The ruling holds that, regardless of what the US FCC does, states can implement their own net neutrality laws.
Written by Stephanie Condon, Senior Writer

A federal appeals court on Friday shot down a request from internet service providers (ISPs) to block the enforcement of California's net neutrality law. 

The decision, from a panel of the Ninth Circuit Court of Appeals, is the latest salvo in the ongoing fight over net neutrality in the United States. It holds that, whatever the US Federal Communications Commission does at the federal level, states are free to implement their own net neutrality laws. 

California State Sen. Scott Wiener, who authored the California law, called Friday's decision "a huge win for California consumers and businesses."

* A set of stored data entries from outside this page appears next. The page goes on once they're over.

Issue #491, opened 2026-08-21
Session-resume refusal @-mentions the bot it refuses, causing an unbounded bot-to-bot loop


theprsi:
**Version:** 1.27.0 · **Platform:** Mattermost · self-hosted, ~16 bots on one server

### Summary

The "not authorized to resume this session" refusal **@-mentions the user it is refusing**. When that user is another claude-threads bot, the refusal is itself a mention — so it wakes the bot it just refused, which replies, which triggers another refusal.

Two of our bots exchanged **1,941 messages in 37 minutes** this way. It ended only because we stopped one of the services by hand; nothing in the loop was self-limiting.

### Reproduction

1. Two bots, A and B, each on the other's `allowedUsers` (so they can tag each other).
2. Bot A has a thread session that has **timed out** (paused, still in the session store).
3. Bot B posts anything into that thread.
4. A's claude-threads sees a message in a paused thread from a user not allowed to resume it, and posts:

   ```
   ⚠️ @BotB is not authorized to resume this session
   ```

5. That message @-mentions B → passes B's `respondOnlyWhenMentioned` gate → B is invoked → B replies → back to step 4.

### Why the bot can't break out of it

Three things compound, and the third is the one I'd most like your view on:

**The model can't see what it's being asked.** `extractPrompt` strips the bot's own mention, so every one of the ~950 messages B received read as:

```
⚠️  is not authorized to resume this session
```

No subject, no addressee, nothing answerable.

**The model reasoned correctly and it didn't help.** B's replies were things like *"these are platform session-resume notices, not requests to me — nothing for me to do."* Correct every single time, and every one of them was another message that re-triggered A.

**There is no way for a session to decline to post.** B eventually emitted the literal text `(silent — per above)` — it was *trying* to stay quiet, and that attempt was published as a message. As far as I can tell there's no "produce no output" path once a session is invoked, so a bot that correctly concludes it has nothing to say still cannot stop the loop.

### Suggested fixes

1. **Don't @-mention in the refusal.** A message whose purpose is "stop talking to me" shouldn't be written in the one form guaranteed to make the recipient talk. Inline code (`` `BotB` ``) reads the same to a human and notifies nobody. This one change alone would have prevented the incident.

2. **Rate-limit the refusal** — once per (thread, user) per N minutes rather than once per message. It's the same information every time; a loop fires seconds apart and goes quiet, while a human who wanders back later still gets told why nothing happened.

[...]

PR #527, opened 2026-09-02
Slack: accept posts made through the app's own user token as the person's message

### LINKED ISSUE #526: Slack: posts made through the app's own user token never reach Claude (bot_id check)
Hi Anne — one more from the VVS fork, and this one is small: a three-line change to the Slack client's "is this a bot message" check, plus tests. PR follows today; the issue is so you have the *why* first.

**What we're building:** a live voice conversation with the agent. A person talks in the browser, a voice model (Gemini Live) acts as a front desk, and what the person asks is **posted into the task channel as that person**, using a Slack user token the person granted at sign-in. claude-threads is untouched: it just sees a message in a channel and answers as usual, and the front desk reads the reply back aloud. Code, if you're curious: https://github.com/kaza/claude-threads-upstream/tree/local/voice-desk/voice — a separate Bun service in a `voice/` directory, not something we're proposing upstream.

**What we hit:** the post never reached Claude. Slack stamps **every** API-posted message with the posting app's `bot_id` and `app_id`, even when it's posted with a person's user token. So the message arrives as

```json
{ "user": "U…person", "bot_id": "B0BUDMNPD26", "app_id": "A0BSH7L7N9E", "bot_profile": { "name": "Claude Code", … }, "text": "<@Ubot> …" }
```

and `handleSlackEvent` drops it at `if (event.user === this.botUserId || event.bot_id) return;`. Silently, which is right for that check's purpose but cost us an hour. There is no way to post a "pure" human message through the API, so any integration that speaks *for* a person — a voice desk, a phone bridge, an approval UI — is blocked by that line.

**Proposed change** (branch: https://github.com/kaza/claude-threads-upstream/tree/pr/app-user-posts, spec in `docs/app-user-posts-spec.md`):

- A message is bot-authored when its `user` is the bot itself, **or** it carries a `bot_id` and is *not* this app's with a human `user`. So: our own replies still ignored, other apps' bots still ignored, classic bot posts without a `user` still ignored. Only posts made through **this app's own user token** get through, as the person's message — same routing, same allow-list.
- The client learns its own `app_id` from the socket: `hello` carries `connection_info.app_id`, and every `events_api` envelope carries `api_app_id`. No config, no extra API call. Until it's known, the old rule applies.
- One predicate, `isBotAuthored()`, used at the three places the check lives: live events, missed-message recovery, thread history with `excludeBotMessages`.
- Why `app_id` and not `bot_id`: the `bot_id` on a user-token post is a per-authorisation bot profile, different from the bot token's own `bot_id` from `auth.test`. `app_id` is the stable identity.

**One question:** any reason you'd want this behind a config flag? With `app_id` checked, only user tokens of *this* app qualify, so we didn't see anything to opt out of — but it's your call and a one-line change either way.

kaza:
Closes #526.

Slack stamps every API-posted message with the posting app's `bot_id` and `app_id`, including one posted with a **person's user token of this app** (an integration relaying what the person said, e.g. a voice front desk). The client dropped all of them at `if (event.user === this.botUserId || event.bot_id) return;`, silently.

**Change:** a message is bot-authored when its `user` is the bot itself, **or** it carries a `bot_id` and is not this app's with a human `user`. One predicate, `isBotAuthored()`, at the three places the check lived: live events, missed-message recovery, thread history with `excludeBotMessages`.

- The client learns its own `app_id` from the socket (`hello` → `connection_info.app_id`, and every `events_api` envelope → `api_app_id`); secondary clients on a shared socket get it with each injected event. No config, no extra API call. Until it's known, the old rule applies.
- `app_id` added to `SlackEvent` / `SlackMessage` types (it was already on the wire).
- Why `app_id` and not `bot_id`: the `bot_id` on a user-token post is a per-authorisation bot profile, different from the bot token's own `bot_id` from `auth.test`.

**Still ignored, with tests:** the bot's own replies, other apps' bots, classic bot posts without a `user`, and anything with a `bot_id` before the app id is known.

Spec: `docs/app-user-posts-spec.md`. 6 new unit tests in `client.test.ts`; full suite green (3301).

### DIFF
--- a/docs/app-user-posts-spec.md
+++ b/docs/app-user-posts-spec.md
@@ -1,0 +1,74 @@
+# Posts made through the app's own user token are the person's messages
+
+Upstream discussion: anneschuth/claude-threads#TBD.
+
+## What it does
+
+A message posted with `chat.postMessage` and a **user token of this app**
+(`xoxp-…`, obtained when a person authorises the app) shows up in Slack as
+that person, and Slack delivers it with `user` = the person **and**
+`bot_id` + `app_id` of the app. Today the Slack client drops every message
+that carries a `bot_id`, so such a post never reaches Claude, silently.
+
+With this change the client treats a message as bot-authored only when
+
+- its `user` is the bot's own user (the daemon's replies), or
+- it carries a `bot_id` and is **not** from this app with a human `user`.
+
+So a post relayed through this app's own user token is handled exactly like
+the person typing it: same session routing, same allow-list, same everything.
+Other apps' bot posts, classic bot posts without a `user`, and the daemon's
+own replies stay ignored, as before.
+
+The rule is applied in the three places the filter lives: live events,
+missed-message recovery after a reconnect, and thread history with
+`excludeBotMessages`.
+
+## Why
+
+Any integration that speaks *for* a person — a voice front desk, a phone
+bridge, an approval UI — posts on the person's behalf with the app's user
+token, because that is the only way to keep attribution honest and the bot's
+consent gate (channel membership, allow-lists) intact. Slack marks every
+API-posted message with the app's `bot_id`; there is no way to post a
+"pure" human message through the API. Without this exception the daemon
+can never be driven by such an integration.
+
+Origin: the VVS live voice desk (`voice/` on the `local/voice-desk` branch
+of the kaza fork) relayed a spoken question into a task channel as the
+speaker, and the daemon ACKed the event and dropped it at the `bot_id`
+check with no log line. Seen 2026-09-02, message
+`{user: U…, bot_id: B0BUDMNPD26, app_id: A0BSH7L7N9E, bot_profile: {…}}`.
+
+## How
+
+- The client learns its own app id from the Socket Mode `hello`
+  (`connection_info.app_id`) and, belt and braces, from every `events_api`
+  envelope (`payload.api_app_id`). Secondary clients on a shared socket get
+  it handed over with each injected event. No new config, no new API call.
+- One predicate, `isBotAuthored(message)`, replaces the three inline
+  `user === botUserId || bot_id` checks.
+- `app_id` is added to the `SlackEvent` and `SlackMessage` types; it was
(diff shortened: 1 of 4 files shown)


anneschuth (approved):
Thank you — this got the full adversarial security treatment, and it holds up. **Approving.**

## Verified independently (scratch worktree on `e93d46c`)

- `tsc`/lint clean; **3302/3302 tests**.
- **Not spoofable without a real user token of this app**: the predicate requires `bot_id` + `app_id` + `team` + `user`, all stamped server-side by Slack; the identity anchors come only from server-authoritative sources (`auth.test` before the socket opens, `hello`'s `connection_info`, per-envelope `api_app_id` — Socket Mode is per-app). The secondary-injection path propagates the *parent's learned* appId, never event content.
- **Loop hazards (#491 class) all closed**: own replies dropped by the `user === botUserId` first check; a second claude-threads instance on the same app shares the bot user → dropped; same app across Slack Connect dropped by the `team` condition — and the red-check confirms that condition is genuinely load-bearing.
- **Fail-closed before identity is known**, with the test guarding the exact spoof-adjacent bug (trusting the message's own `app_id`) verified red.
- **All three filter sites** (live, recovery, `excludeBotMessages` history) use the shared predicate; no stray `bot_id` checks remain.
- **3/3 red-checks passed** — reverting the predicate fails exactly the accept-path tests while the ignore-path tests stay green.
- Mattermost parity: no analogous gap there (it only filters the bot's own id; personal-token posts already flow through), so this is a parity fix, not a new asymmetry.

## Two small non-blocking follow-ups

1. **One plain sentence in `docs/app-user-posts-spec.md` about the blast radius**: a leaked or abused user token of this app can now drive the bot *as that person*, owner-gated commands included — the same blast radius the token already had for reactions (a user token with `reactions:write` could already approve permission prompts and plans pre-PR). The spec's reasoning implies this; it deserves saying outright.
2. The PR body predates the `team` condition commit — worth a one-line refresh for the record.

Merging per the standing order.

---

The net neutrality debate moved to the states during the Trump administration, after then-FCC chairman Ajit Pai successfully led a vote to repeal rules that prohibited ISPs from selectively slowing down internet traffic to different sites. In 2018, Washington state became the first US state to pass its own net neutrality rules, and California quickly followed with the California Internet Consumer Protection and Net Neutrality Act of 2018, or SB-822. 

A group of industry trade associations representing ISPs sought an injunction to prevent the California Attorney General from enforcing the new law, which only regulates ISPs within the state of California. 

At the same time, Mozilla, Etsy, 22 state governments, and several other petitioners were fighting the Trump-era FCC's decision to roll back net neutrality rules. In 2019, the DC Circuit Court of Appeals upheld the FCC's decision. However, it struck down an accompanying order preempting state net neutrality rules. 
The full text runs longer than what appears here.